Ni de arte, ni de playas, ni de buena comida podía dar referencias la flaca que se bajó en el taxi del aeropuerto de Miami llena de maletas que parecían haber sufrido una reciente cirugía estética y lucían estiradas al borde del peligro de romperse. 

Era una flaca muy flaca repleta de maletas azulinas.

Pero la flaca era engañosa. De todo lo superficial que se veía a primera vista, no quedaba nada apenas uno cruzaba más de dos palabras con ella. Y eso era inquietante, como los mares calmos y profundos, que ocultan misterios milenarios.

-No es lo que piensas, sino lo que haces lo que me molesta-, me dijo de entrada, como si me conociera, apenas nos encontramos para trabajar el sitio web en que pretendía exponer un nuevo método para algo que tenía que ver con sentirse bien. “Wellness”, repetía palabra por medio. 

Pensé que no le gustaba mi trabajo y me pareció estúpida por querer contratarme para un proyecto.
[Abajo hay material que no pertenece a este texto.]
PR #395, opened 2024-03-07
Add FPP JSON Dictionary

jwest115:
This PR adds:
- Dictionary data structure and construction ([#2274](https://github.com/nasa/fprime/issues/2274))
- Ability to generate JSON dictionaries from FPP topologies ([#2479](https://github.com/nasa/fprime/issues/2479))
- `fpp-to-dict` command line tool ([#2276](https://github.com/nasa/fprime/issues/2276))
- Unit tests for `fpp-to-dict` tool ([#2501](https://github.com/nasa/fprime/issues/2501))


compiler/tools/fpp-to-dict/test/scripts/run.sh
```diff
@@ -53,11 +53,16 @@ validate_json_schema()
   # Check to see if the dictionary JSON schema is valid
   if which python3 > /dev/null 2>&1
```
bocchino, line 54: This looks good, but I think we can clean up the logic. I don't think we need two nested if statements: the outer one tests for `python3`, but if there's no `python3`, then the inner one will fail. So I'd delete the outer one and keep the inner one.

thomas-bc:
Currently, using a type defined in FPP looks like this:
```
{
    "name": "MyModule.MyType",
    "kind": "qualifiedIdentifier",
}
```
To figure out what MyType actually is (enum, struct, array) one has to go find the type MyType defined in one of those 3 sub-dictionary which isn't ideal, both for a machine and for human-readability.
What if we added an entry to have something like this
```
{
    "name": "MyModule.MyType",
    "kind": "qualifiedIdentifier",
    "kind_type": "array"
}
```

Probably this could be sufficient too, since we know any of those 3 has to be looked up at a qualified identifier;
```
{
    "name": "MyModule.MyType",
    "kind": "array|struct|enum"
}
```


I believe this would be implemented [here](https://github.com/jwest115/fpp/blob/bbb09c65400d29618ec7e9831cc9a73d2bea7c2d/compiler/lib/src/main/scala/codegen/DictionaryJsonWriter/DictionaryJsonEncoder.scala#L154-L171) ?

bocchino:
> To figure out what MyType actually is (enum, struct, array) one has to go find the type MyType defined in one of those 3 sub-dictionary

I think we got rid of those sub-dictionaries, so you just look up the name in a single dictionary of type definitions.

bocchino:
Confirmed, there are no sub-dictionaries. See here: https://github.com/nasa/fprime/blob/a771b3540bcfa58c507b9d368fc91a3f0debaf2e/docs/Design/fpp-json-dict.md#dictionary-content.

thomas-bc:
Ok that helps. Still - do we not think it's irrelevant to add a field saying which of the three it is? It would help for both human readability and parsing.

Cuando me miró entendí que no se refería a eso. Ella hablaba de otra cosa. 

-Es un juego de azar, no una metáfora de mi vida- observé inquieto y sorprendido como salía la frase de mi boca. 

-Me da lo mismo-, dijo la rubia de Miami, que hasta ese minuto no me había dicho su nombre. Miriam le había puesto yo en mis conversaciones conmigo mismo. Me decía: -Esta Miriam me gusta. O algo así como: -Esta Miriam no me gusta. Pero la Miriam no era de esas que están a la venta o que se compran con un par de frases melosas, con un par de zapatos no tan caros ni tan baratos o con una cena en un restaurante con vista al Atlántico. 

-Acompáñame a comprar-, dijo después de un rato largo de silencio.